**What you will do**:
Exactly as written, transcribe the data that follows.

[Saved entries]

PR #67, opened 2019-06-06
pipeline: fully move to S3

jlebon:
Now that we have a prod build in S3, we can fully switch over to it.
Most of the changes are straightforward. One note of interest: the
"pruning" stage is now really just about pruning the local cache. For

**Task response**:
PR #67, opened 2019-06-06
pipeline: fully move to S3

jlebon:
Now that we have a prod build in S3, we can fully switch over to it.
Most of the changes are straightforward. One note of interest: the
"pruning" stage is now really just about pruning the local cache. For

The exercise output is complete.